What is required » In the material below, find each line with the string "endtoend" and copy it.

(Input records)

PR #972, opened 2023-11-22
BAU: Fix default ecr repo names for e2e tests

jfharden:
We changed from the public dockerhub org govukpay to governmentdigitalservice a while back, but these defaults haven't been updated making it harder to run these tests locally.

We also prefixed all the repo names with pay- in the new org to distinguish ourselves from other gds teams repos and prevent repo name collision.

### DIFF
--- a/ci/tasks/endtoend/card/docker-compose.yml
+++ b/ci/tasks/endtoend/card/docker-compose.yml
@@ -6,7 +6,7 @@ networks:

(End Input records)

Task output »
--- a/ci/tasks/endtoend/card/docker-compose.yml
+++ b/ci/tasks/endtoend/card/docker-compose.yml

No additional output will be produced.